We don’t know how seriously Trump takes the cataclysmic power he will (once again) possess over this planet. But he isn’t averse to waving it at countries that have displeased him. In 2017, he warned North Korea that it might one day be met “with fire and fury and, frankly, power, the likes of which the world has never seen before.”
More disturbingly, his former chief of staff John Kelly said Trump had actually discussed the possibility of using a nuclear weapon against Pyongyang and then blaming the attack on another country.
In the days leading up to Trump’s last tenure in the White House, many politicians and commentators comforted themselves with the notion that America’s institutions were strong – stronger, in fact, than one man – even the president – and they would ensure that no harm came to the state.
They’re not saying that this time around. Since the election, it’s become clear that Trump is seeking to maximize his personal power way beyond the scope he enjoyed in his first term of office.
A Bigger Bazooka: State Capture in Action
Last year, it fell to the former and short-lived British Prime Minister Liz Truss to lay out the strategy.
She told delegates to an American political conference that gaining power through the ballot box was not enough for Conservatives because they operated in a hostile environment. In effect, they needed a “bigger bazooka” in order to deliver.

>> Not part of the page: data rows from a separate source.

Issue #157, opened 2020-09-10
Authentication Stub is not implemented correctly on movement subpages.


marickmanrho:
On both add-movement.page.spec.ts and movements-detail.page.spec.ts the authentication stub is not defined properly causing the tests to fail.

PR #159, opened 2020-09-10
Store user identity in localstorage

That bazooka is nothing less than the state capture now being planned by the Trump team – the filling of key, sensitive positions throughout government, the security services, and the armed forces by teams loyal only to this one man.
If it works, Trump, who has already secured Republican majorities in both houses of Congress and a conservative majority among US Supreme Court judges, will wield more direct power and influence at home than any other president in living memory.
Abroad too, he will bully and cajole and threaten to take what he wants when he wants it.
Global Ambitions and Greenland’s Defiance
In recent days, Trump has let it be known that he wishes to “acquire” Greenland, an autonomous territory between the Atlantic and Arctic oceans, and wouldn’t rule out taking it by force for security reasons.
Denmark, which controls the island’s foreign and defense policy, has made it clear that Greenland is not for sale.
Perhaps the inhabitants, forged by a climate infinitely more hostile than Mar-a-Lago, will yet show the billionaire what it’s like to say no – and mean it!